It cost $26 a day to live in supportive housing. It is $55 if you count the mortgage interest. It would cost about $800 a night to be in a psychiatric clinic. That is a saving to the taxpayer of $272,000 per person. I have been lucky. I have needed psychiatrists. I do not know where I would be without a psychiatrist.
I live at St. Jude Community Homes. My opinion of the people there is very high. A lot of consumer survivors I found have the equivalent of a Ph.D. in psychiatry. In the competitive job market, the unemployment rate for consumer survivors is 85 per cent.
I am currently at Progress Place. This is my fourth time there since July of 1994. I tried to be at Progress Place before that, but this time I lasted from July of 1994. I have been on the board of directors of four mental health agencies: St. Jude Community Homes, Progress Place, Toronto East Counselling and Support Services and A-Way Express Courier.
The new St. Jude’s is finally coming up. It took five years of planning. There are going to be 29 units and it is near Dundas and Parliament. As I said, it took four to five years to plan.
Marie Currie, the physicist, says that there is nothing in life to be feared, only understood.
Back in 1979, a psychiatrist, Dr. Ray O'Toole, told my parents, ”Neil can make a comeback in society if he wants to.“
I was at the Ontario Municipal Board hearing in August of 2003. I have found psychiatric clinics to be a very difficult environment. I have had a case worker since 1990 and she has really helped me. So, that is it.
Mr. Allan Strong, As an individual: Good afternoon. I am from the Kitchener/Waterloo/Guelph area. My first exposure to the mental health system occurred when I was 11 years and my mother was hospitalized. She thought she heard angels, and saw angels flying around City Hall. From that point, as an adolescent and a young adult I lived and actually tried to tiptoe around her experiences and her hospitalizations.
I will flesh out what I will have to say in a further submission. I was not prepared to present but I want to start by telling a very quick story that happened last fall. Are most of you aware of the furniture store Ikea? Okay. Ikea was running an ad for a sale and the ad went something like this, very quickly: A woman's voice came over the radio and said, ”We are selling this piece of furniture for this amount of money.“ The little annoying Swedish voice that they have came on and said, ”This is madness.“ Then the woman went on to say they are selling another piece of furniture and the little Swedish guy said, ”This is cockamamie.“ Then the woman was closing out saying, ”We are selling this piece of furniture for this price,“ and the little Swedish guy said, ”These people need a rubber room.“
I was outraged. I phoned Ikea and asked them why did you do this? ”Well, we did not mean to hurt anybody.“ I said, would such a situation portraying people with mental health issues, would you do that to any other group in our society? Would you do it to lesbians or gays? Would you do it to people of colour, et cetera? So, why is it permissible in our culture and our society for people with mental health issues to be mocked, and to have prejudice and bigotry towards them?

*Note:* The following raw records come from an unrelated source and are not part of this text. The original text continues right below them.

PR #685, opened 2017-02-12
Fix defects

sidgairo18:
memory fixes in src/lib_ccx and src/gpacmp4


src/gpacmp4/stbl_write.c
```diff
@@ -143,6 +143,7 @@ GF_Err stbl_AddDTS(GF_SampleTableBox *stbl, u64 DTS, u32 *sampleNumber, u32 Last
 	if (stts->nb_entries + 2 >= stts->alloc_size) {
 		stts->alloc_size += 2;
 		stts->entries = gf_realloc(stts->entries, sizeof(GF_SttsEntry)*stts->alloc_size);
+		gf_free(DTSs);
```
cfsmp3: Doesn't seem correct to do it there. We're not exiting the function at that point and the free happens later.

Issue #705, opened 2017-03-03
Make some improvements to the Matroska decoder


Izaron:
Some not so hard tasks to become familiar with the CCExtractor code.
Matroska supports now SRT and ASS/SSA subtitle formats
The main files is matroska.c and matroska.h

1. Make an unlimited count of the tracks (subtitle files) and sentences (one subtitle block). Currently, they are constants as `MATROSKA_MAX_TRACKS` and `MATROSKA_MAX_SENTENCES`. You should **realloc**ate memory when it's required and free it after.

2. Make some "defence from the fool". Even the official Matroska specifications are warning that someone may do `copy /b` or `cat a b > c` for "merging" videos. If there are more than one Segment block (normal videos contains the only one block), you can get some error (locate it yourself and fix for getting correct subtitles for all the Segment blocks)

3. Change generated names - remove ".mkv" (and other possible extensions) from "[name].mkv_[lang]_[index].[extension]", for example "video.mkv_fre_2.srt" -> "video_fre_2.srt".

4. Do not allow to have any newline characters at the start of the sentences (only newline, extra spaces at the start and at the end are OK). For example
```
3
00:01:41,720 --> 00:01:43,670



Thank you, brother.
```
Is bad because this sentence is dissapears in the VLC player, and
```
3
00:01:41,720 --> 00:01:43,670
Thank you, brother.
```
Is good. Same thing with ASS/SSA subtitles, but they have the special character for newline.

Specs https://www.matroska.org/technical/specs/index.html (although it is not useful for the tasks)

**UPD:** Please keep all of this in a single pull request (with multiple commits of course) for getting full points.

Izaron:
GSoC: This issue gives 3 qualification points.

Also 1 additional qualification point for creating new option "-mkvlang <lang>" (see options.c) for extracting from only the language user want to.

kapilkd13:
Hi @Izaron  I would like to work on this issue

Izaron:
Hi @kapilkd13 you're welcome! It is good. Also, you do not required to indicate that you are working on issue. First coder who will send good PR will get this points.

Izaron:
Samples:
https://drive.google.com/file/d/0B2fcX80_rHuOOEM3RjhOTXlqbEk/view?usp=sharing (30mb)
https://drive.google.com/file/d/0B2fcX80_rHuOZnU3ZFU3VmY2dTQ/view?usp=sharing (~1gb)
[...]

PR #709, opened 2017-03-05
 	modified subtitle file name genrated by matroska(mkv) - remove 'mkv'

kapilkd13:
In regard with point 3 https://github.com/CCExtractor/ccextractor/issues/705

### DIFF
--- a/src/lib_ccx/matroska.c
+++ b/src/lib_ccx/matroska.c
@@ -1,8 +1,7 @@
 #include "lib_ccx.h"
 #include "matroska.h"
 #include <limits.h>
-#include <string.h>
-#define MAX_FILE_NAME_SIZE 200
+
 void skip_bytes(FILE* file, ULLONG n) {
     FSEEK(file, n, SEEK_CUR);
 }
@@ -34,11 +33,13 @@ UBYTE mkv_read_byte(FILE* file) {
 
 ULLONG read_vint_length(FILE* file) {
     UBYTE ch = mkv_read_byte(file);
-#ifdef _WIN32
-    int cnt = 8 - __lzcnt16(ch);
-#else
-    int cnt = __builtin_clz(ch) - 24 + 1;
-#endif
+    int cnt = 0;
+    for (int i = 7; i >= 0; i--) {
+        if ((ch & (1 << i)) != 0) {
+            cnt = 8 - i;
+            break;
+        }
+    }
     ch ^= (1 << (8 - cnt));
     ULLONG ret = ch;
     for (int i = 1; i < cnt; i++) {
@@ -126,7 +127,7 @@ void parse_ebml(FILE* file) {
                 MATROSKA_SWITCH_BREAK(code, code_len);
             default:
                 if (code_len == MATROSKA_MAX_ID_LENGTH) {
-                    mprint(MATROSKA_ERROR "Unknown element 0x%x at position %lld, skipping EBML block\n", code,
+                    mprint(MATROSKA_ERROR "Unknown element 0x%x at position %I64d, skipping EBML block\n", code,
                            get_current_byte(file) - MATROSKA_MAX_ID_LENGTH);
                     set_bytes(file, pos + len);
                     return;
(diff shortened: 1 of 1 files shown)


src/lib_ccx/matroska.c
```diff
@@ -738,14 +738,35 @@ void parse_segment(struct matroska_ctx* mkv_ctx)
...
+    if (lastdot != NULL)
+        *lastdot = '\0';
+    return returnname;
+}
+
 char* generate_filename_from_track(struct matroska_ctx* mkv_ctx, struct matroska_sub_track* track)
-{
-    char* buf = malloc(sizeof(char) * 200);
+{ 
+  char* filename = malloc(sizeof(char)*(MAX_FILE_NAME_SIZE-30));
```
Izaron: What this magical numbers 30 and 31 are for?

src/lib_ccx/matroska.c
```diff
@@ -738,14 +738,35 @@ void parse_segment(struct matroska_ctx* mkv_ctx)
     }
 }
 
+char *filename_without_ext(char* filename) {
+    char *returnname;
+    char *lastdot;
+    if (filename == NULL)
+         return filename;
+    if ((returnname = malloc (strlen (filename) + 1)) == NULL)
```
Izaron: If we want X chars, we should alloc (sizeof(char)*X), not just (X). This is good practice, because sizeof(char) not always equals to 1

src/lib_ccx/matroska.c
```diff
@@ -738,14 +738,35 @@ void parse_segment(struct matroska_ctx* mkv_ctx)
...
+    char* buf = malloc(sizeof(char) * MAX_FILE_NAME_SIZE);
     if (track->lang_index == 0)
-        sprintf(buf, "%s_%s.%s", mkv_ctx->filename, track->lang, matroska_track_text_subtitle_id_extensions[track->codec_id]);
+        sprintf(buf, "%s_%s.%s", filename_non_ext, track->lang, matroska_track_text_subtitle_id_extensions[track->codec_id]);
     else
-        sprintf(buf, "%s_%s_%llu.%s", mkv_ctx->filename, track->lang, track->lang_index,
+        sprintf(buf, "%s_%s_%llu.%s", filename_without_ext, track->lang, track->lang_index,
                 matroska_track_text_subtitle_id_extensions[track->codec_id]);
+free(filename);
+free(filename_non_ext);
```
Izaron: Would be good if all the code was formatted with correct spacing. Lines 758-761 too.

src/lib_ccx/matroska.c
```diff
@@ -738,14 +738,35 @@ void parse_segment(struct matroska_ctx* mkv_ctx)
...
+
 char* generate_filename_from_track(struct matroska_ctx* mkv_ctx, struct matroska_sub_track* track)
-{
-    char* buf = malloc(sizeof(char) * 200);
+{ 
+  char* filename = malloc(sizeof(char)*(MAX_FILE_NAME_SIZE-30));
+  char * filename_non_ext;
+  filename[MAX_FILE_NAME_SIZE-31] = '\0';
+  strncpy(filename, mkv_ctx->filename,(MAX_FILE_NAME_SIZE-31));
+  filename_non_ext=filename_without_ext(filename);
```
Izaron: Also, why do you use additional variable `filename`? Why not passing mkv_ctx->filename to the function?

src/lib_ccx/matroska.c
kapilkd13: Yes, It is a big mistake. Would have caused errors among some system. Thanks for pointing

src/lib_ccx/matroska.c
kapilkd13: Actually I kept maximum size to 200, this 30 is for any additional format addition like eng_srt or any other language format. Ths means effectively 170 characters from original file name and 30 chars to define our srt extension type
Originally it was 200 chars so I kept it to 200 chars. Do you want any change.

src/lib_ccx/matroska.c
kapilkd13: I would do all above changes in my next commit. :)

I would like to read one final thing before I am finished. When the previous provincial government announced its amendments to the Mental Health Act, commonly known as Bill 68, the press release announcing the amendments read something like this: This reform will allow people to get the treatment they need and it will keep our communities safe. This is the Government of Ontario expressing what I believe is a bigoted view perpetuating the myth of the violent patient.
In closing, I would challenge us, we really have to be creative. First of all, I would say the philosopher Goethe said that nothing is more frightening than ignorance in action. Really, we cannot solve today's problems with the same thinking that created them, according to Albert Einstein. I encourage you in your deliberations and in your seeking information and consultations to think outside of the box. Let us try to look at different ways of doing things and let us involve the people that live with these issues 24-7; consumers and their families. Thank you for your time.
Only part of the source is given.